Kendra Jackson had no idea why her nose ran all the time. For years, the Omaha, Nebraska resident lived with headaches as well as general discomfort and inconvenience, blowing and wiping constantly, unable to get a good night’s sleep. “Everywhere I went I always had a box of Puffs, always stuffed in my pocket,” Jackson told KETV Omaha last Friday. Her doctors thought it must be allergies, but it turned out to be a lot more serious.

Convinced that she was living with something more than allergies, Jackson pushed her doctors to investigate more thoroughly. They found she had a cerebrospinal fluid (CSF) leak, which means the liquid that protects the brain and spinal cord from the jostling and jarring of everyday life was literally running out of her nose. CSF is usually confined to the brain and spine, but leaks can occur when the skull or dura mater — the outermost membrane surrounding the brain and spinal cord — gets ruptured. This can happen multiple ways, including head injury, lumbar puncture, and sinus or brain surgery. Leaks can also occur spontaneously in people with genetic disorders that affect connective tissue since their dura maters are already weakened, according to Cedars-Sinai, a Los Angeles-based nonprofit academic healthcare organization.

Kendra Jackson, who believed her nose was just runny, and not leaking her literal brain juices.

Unaware of her CSF leak, Jackson experienced headaches along with her nasal drainage, two common symptoms of the condition, according to Johns Hopkins Medicine. People with CSF leaks can also experience tinnitus, visual disturbances, and sometimes even meningitis. Leaks can be hard for doctors to catch, since they may seem like other neurological disorders — or in Jackson’s case, allergies — some imaging techniques like MRI won’t necessarily be able to detect the leak. Because of this, patients might slip under the radar unless they present with symptoms shortly after a medical procedure that could cause a CSF leak, according to the Spinal CSF Leak Foundation.

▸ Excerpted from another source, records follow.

Issue #190, opened 2022-05-18
LB not removed when running as module


strowi:
Hi,

i just ran into an issue where the LB is not removed.
This happened when running as a terraform-module and it seems this is related to the `destroy_traefik_loadbalancer` using `${module.path}/..` for the kubeconfig?

when removing the `on_failure = continue` it results in: 
```
│ Error: local-exec provisioner error
│ 
│   with module.rvg.null_resource.destroy_traefik_loadbalancer,
│   on modules/kube-hetzner/main.tf line 127, in resource "null_resource" "destroy_traefik_loadbalancer":
│  127:   provisioner "local-exec" {
│ 
│ Error running command 'kubectl -n kube-system delete service traefik --kubeconfig modules/kube-hetzner/kubeconfig.yaml
│ ': exit status 1. Output: error: stat modules/kube-hetzner/kubeconfig.yaml: no such file or directory

```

To confirm a case like Jackson’s, doctors often test nasal leakage for beta-2 transferrin, a protein found in CSF.

In Jackson’s case, this seems to be what happened. In 2013, she was involved in a car accident in which her head hit the dashboard. Her runny nose and headaches didn’t start until a couple years later, so doctors failed to make the connection. Fortunately for Jackson, she advocated for her health and eventually doctors figured out what was ailing her. Thanks to surgical advances, the surgery to repair her leak was minimally invasive.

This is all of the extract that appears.